> **Aim of the task**:
Copy out all the lines in the records that include the word "script".

> **Exercise input**:
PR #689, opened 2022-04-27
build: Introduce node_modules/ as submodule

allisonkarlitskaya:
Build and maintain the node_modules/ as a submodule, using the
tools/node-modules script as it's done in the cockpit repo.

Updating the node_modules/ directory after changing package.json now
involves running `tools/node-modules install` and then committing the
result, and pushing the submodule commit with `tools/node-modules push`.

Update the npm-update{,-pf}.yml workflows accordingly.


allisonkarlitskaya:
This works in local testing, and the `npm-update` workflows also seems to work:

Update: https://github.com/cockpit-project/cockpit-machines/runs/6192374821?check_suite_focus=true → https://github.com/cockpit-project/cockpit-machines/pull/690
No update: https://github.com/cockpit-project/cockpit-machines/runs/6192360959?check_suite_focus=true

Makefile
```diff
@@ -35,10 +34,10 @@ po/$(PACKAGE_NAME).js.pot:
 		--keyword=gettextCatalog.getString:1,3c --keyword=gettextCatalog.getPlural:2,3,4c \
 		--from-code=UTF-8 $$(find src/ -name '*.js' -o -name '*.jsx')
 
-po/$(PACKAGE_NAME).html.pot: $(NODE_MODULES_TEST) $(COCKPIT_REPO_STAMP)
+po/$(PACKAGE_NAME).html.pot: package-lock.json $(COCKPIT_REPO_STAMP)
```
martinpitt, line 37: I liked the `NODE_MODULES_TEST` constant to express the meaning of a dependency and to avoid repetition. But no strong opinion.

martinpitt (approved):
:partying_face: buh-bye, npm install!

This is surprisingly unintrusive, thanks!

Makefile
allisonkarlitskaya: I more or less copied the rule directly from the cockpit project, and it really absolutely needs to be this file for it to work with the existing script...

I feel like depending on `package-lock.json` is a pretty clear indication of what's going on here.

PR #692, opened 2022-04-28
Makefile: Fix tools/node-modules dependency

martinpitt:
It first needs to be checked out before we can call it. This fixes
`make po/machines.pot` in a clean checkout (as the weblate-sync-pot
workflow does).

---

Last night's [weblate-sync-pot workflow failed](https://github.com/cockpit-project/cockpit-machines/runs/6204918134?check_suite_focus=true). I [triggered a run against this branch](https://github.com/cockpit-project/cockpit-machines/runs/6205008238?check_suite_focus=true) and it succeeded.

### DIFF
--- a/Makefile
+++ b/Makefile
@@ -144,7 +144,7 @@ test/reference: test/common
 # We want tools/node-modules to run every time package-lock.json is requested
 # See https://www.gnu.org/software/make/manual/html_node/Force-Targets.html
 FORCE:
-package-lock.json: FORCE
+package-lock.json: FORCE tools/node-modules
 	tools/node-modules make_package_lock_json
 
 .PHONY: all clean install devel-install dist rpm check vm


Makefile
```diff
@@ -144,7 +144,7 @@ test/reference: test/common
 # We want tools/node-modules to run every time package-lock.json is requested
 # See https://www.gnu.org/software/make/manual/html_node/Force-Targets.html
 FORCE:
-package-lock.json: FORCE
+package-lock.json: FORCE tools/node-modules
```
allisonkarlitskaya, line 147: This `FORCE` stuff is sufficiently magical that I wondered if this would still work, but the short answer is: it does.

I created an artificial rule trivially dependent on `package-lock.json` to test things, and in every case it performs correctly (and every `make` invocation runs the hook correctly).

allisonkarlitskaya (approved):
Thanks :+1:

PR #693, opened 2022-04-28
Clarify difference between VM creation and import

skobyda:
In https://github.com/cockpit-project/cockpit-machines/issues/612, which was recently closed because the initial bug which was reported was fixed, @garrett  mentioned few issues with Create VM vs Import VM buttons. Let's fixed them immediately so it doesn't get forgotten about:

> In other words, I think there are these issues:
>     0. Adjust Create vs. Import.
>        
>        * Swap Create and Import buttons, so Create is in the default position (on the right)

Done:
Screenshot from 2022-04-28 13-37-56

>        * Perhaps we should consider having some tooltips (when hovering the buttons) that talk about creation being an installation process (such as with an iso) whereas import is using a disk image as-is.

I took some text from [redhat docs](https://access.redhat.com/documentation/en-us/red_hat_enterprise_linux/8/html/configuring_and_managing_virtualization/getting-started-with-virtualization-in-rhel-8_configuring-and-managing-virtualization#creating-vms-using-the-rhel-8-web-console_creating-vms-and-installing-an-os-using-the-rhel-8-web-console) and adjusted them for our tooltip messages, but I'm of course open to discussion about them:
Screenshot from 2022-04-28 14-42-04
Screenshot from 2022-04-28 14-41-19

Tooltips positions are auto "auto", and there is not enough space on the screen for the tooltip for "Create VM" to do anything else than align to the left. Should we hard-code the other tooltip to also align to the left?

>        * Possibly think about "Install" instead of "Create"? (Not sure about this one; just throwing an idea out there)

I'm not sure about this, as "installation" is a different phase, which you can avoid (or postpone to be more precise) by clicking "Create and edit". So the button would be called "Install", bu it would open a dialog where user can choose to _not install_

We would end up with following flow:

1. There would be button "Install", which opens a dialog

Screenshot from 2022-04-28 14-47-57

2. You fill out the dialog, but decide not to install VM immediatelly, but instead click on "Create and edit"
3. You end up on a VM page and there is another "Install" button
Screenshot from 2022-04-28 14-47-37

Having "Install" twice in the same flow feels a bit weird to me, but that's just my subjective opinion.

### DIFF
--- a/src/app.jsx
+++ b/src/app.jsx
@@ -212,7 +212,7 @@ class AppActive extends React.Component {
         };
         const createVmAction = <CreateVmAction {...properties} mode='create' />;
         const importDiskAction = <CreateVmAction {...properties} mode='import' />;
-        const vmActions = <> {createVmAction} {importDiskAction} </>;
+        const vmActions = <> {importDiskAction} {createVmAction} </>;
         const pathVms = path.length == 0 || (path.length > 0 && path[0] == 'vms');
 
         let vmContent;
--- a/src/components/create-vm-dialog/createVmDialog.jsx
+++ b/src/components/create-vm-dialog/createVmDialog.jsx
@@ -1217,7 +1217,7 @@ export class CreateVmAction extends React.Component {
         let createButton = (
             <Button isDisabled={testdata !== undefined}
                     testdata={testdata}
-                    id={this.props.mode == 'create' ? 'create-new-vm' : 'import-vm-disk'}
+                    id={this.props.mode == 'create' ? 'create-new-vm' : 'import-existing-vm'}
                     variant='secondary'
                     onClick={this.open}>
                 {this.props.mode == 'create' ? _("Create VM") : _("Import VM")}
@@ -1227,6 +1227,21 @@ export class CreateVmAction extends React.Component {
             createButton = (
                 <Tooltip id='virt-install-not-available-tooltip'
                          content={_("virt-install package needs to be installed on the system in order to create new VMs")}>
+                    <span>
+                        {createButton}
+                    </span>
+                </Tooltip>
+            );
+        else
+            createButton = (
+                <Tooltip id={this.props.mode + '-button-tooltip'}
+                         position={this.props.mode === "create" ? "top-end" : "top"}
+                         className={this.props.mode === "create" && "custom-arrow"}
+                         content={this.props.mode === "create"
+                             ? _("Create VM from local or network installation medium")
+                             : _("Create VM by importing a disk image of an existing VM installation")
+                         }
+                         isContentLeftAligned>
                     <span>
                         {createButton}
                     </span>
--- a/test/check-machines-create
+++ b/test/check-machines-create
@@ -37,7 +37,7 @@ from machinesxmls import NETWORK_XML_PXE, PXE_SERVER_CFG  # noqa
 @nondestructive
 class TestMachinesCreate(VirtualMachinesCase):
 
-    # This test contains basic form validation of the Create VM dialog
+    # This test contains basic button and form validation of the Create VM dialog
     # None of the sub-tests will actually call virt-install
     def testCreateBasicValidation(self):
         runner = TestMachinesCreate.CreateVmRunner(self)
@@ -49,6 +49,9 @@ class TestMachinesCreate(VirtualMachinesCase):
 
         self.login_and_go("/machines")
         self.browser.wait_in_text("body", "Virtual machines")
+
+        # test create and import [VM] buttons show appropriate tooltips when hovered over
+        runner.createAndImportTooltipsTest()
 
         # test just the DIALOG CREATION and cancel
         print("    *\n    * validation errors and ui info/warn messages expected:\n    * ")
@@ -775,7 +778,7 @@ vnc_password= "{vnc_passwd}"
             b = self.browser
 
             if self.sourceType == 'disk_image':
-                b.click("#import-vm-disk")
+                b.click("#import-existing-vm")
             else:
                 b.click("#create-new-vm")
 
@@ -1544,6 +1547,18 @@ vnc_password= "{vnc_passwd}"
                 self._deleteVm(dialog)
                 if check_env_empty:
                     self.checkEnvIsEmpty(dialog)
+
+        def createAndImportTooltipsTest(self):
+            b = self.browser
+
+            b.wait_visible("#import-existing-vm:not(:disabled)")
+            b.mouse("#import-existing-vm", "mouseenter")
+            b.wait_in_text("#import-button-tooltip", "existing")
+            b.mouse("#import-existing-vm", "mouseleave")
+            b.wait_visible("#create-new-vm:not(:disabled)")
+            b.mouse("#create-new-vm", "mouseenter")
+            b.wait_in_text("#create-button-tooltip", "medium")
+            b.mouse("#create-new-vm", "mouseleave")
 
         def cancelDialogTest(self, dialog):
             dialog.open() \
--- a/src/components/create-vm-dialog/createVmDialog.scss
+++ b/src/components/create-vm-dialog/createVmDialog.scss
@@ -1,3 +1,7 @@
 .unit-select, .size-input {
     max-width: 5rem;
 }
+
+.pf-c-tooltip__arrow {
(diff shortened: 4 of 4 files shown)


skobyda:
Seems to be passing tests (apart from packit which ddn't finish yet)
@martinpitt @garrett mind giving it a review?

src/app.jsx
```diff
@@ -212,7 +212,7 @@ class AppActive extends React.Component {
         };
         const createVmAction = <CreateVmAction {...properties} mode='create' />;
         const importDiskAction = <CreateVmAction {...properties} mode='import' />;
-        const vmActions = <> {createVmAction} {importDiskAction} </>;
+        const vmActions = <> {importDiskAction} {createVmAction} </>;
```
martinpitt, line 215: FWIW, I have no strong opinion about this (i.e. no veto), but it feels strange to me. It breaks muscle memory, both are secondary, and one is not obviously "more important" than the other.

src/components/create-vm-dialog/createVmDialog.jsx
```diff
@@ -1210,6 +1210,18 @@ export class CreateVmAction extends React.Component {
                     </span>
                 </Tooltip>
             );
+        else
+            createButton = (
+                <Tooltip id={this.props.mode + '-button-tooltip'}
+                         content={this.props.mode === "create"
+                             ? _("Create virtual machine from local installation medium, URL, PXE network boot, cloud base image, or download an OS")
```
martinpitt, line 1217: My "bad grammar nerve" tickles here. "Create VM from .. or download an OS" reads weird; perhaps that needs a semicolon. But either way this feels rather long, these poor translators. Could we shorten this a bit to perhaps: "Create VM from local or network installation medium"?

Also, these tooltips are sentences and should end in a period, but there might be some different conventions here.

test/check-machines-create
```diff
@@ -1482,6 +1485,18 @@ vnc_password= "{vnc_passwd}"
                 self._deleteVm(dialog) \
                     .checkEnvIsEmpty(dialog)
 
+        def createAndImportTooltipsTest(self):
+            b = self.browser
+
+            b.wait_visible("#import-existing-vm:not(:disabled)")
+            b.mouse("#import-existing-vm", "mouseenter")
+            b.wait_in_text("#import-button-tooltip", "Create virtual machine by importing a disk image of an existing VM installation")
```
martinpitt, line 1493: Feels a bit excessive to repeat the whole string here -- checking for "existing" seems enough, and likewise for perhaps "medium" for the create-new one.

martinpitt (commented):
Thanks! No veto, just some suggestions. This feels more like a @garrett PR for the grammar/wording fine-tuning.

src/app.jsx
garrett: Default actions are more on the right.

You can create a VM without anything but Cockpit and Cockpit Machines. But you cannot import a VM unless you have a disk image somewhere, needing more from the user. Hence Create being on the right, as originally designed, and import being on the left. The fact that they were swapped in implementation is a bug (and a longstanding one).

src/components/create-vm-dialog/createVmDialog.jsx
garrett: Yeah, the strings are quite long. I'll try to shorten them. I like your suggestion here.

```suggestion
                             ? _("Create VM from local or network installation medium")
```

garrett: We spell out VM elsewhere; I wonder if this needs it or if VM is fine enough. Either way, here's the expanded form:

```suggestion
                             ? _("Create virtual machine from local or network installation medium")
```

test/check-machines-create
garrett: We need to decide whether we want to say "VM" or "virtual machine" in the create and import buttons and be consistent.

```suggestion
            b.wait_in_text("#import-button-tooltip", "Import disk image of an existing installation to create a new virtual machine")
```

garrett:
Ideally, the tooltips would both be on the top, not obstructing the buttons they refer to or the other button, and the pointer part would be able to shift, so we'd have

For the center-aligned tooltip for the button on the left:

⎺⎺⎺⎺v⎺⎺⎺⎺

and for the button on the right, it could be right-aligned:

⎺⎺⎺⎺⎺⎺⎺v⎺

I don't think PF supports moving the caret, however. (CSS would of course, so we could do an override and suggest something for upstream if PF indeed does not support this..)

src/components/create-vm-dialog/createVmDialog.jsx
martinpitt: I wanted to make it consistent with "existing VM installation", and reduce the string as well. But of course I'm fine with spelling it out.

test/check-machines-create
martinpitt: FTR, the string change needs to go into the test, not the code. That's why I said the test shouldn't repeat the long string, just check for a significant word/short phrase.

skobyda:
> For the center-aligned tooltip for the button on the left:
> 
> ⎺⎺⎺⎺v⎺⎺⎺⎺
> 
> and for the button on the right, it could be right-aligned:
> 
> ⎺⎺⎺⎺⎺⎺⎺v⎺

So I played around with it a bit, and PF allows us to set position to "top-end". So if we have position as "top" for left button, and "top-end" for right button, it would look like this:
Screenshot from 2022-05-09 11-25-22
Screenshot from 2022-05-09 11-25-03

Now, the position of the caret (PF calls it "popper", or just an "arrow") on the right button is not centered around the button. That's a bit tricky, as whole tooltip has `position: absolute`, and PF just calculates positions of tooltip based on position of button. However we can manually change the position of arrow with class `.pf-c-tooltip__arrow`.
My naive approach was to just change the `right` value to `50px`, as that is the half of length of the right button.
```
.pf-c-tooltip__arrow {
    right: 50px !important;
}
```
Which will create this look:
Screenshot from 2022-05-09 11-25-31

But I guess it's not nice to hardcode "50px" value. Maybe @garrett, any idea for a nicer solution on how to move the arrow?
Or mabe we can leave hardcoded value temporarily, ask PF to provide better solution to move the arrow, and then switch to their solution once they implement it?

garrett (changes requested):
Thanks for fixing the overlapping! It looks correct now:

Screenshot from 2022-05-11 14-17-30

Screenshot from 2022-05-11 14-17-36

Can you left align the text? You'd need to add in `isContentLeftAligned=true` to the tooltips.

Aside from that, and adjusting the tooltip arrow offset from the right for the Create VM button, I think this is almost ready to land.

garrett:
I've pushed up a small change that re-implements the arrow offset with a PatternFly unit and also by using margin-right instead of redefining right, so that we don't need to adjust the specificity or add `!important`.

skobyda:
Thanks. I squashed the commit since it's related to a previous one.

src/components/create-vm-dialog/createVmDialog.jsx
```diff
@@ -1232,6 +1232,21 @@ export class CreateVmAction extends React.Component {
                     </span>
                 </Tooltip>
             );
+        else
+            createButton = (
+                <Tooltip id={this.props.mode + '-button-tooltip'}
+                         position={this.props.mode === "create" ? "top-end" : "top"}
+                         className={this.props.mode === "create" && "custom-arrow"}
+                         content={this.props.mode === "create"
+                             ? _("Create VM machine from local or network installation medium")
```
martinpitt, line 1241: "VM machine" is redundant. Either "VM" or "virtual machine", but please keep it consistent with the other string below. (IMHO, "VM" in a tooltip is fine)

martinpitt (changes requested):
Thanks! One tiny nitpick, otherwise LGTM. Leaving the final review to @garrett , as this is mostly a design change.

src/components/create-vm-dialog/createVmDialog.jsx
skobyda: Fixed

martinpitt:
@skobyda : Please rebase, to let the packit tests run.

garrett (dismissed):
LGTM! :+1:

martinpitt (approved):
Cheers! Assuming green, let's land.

> **Written solution**:
tools/node-modules script as it's done in the cockpit repo.
allisonkarlitskaya: I more or less copied the rule directly from the cockpit project, and it really absolutely needs to be this file for it to work with the existing script...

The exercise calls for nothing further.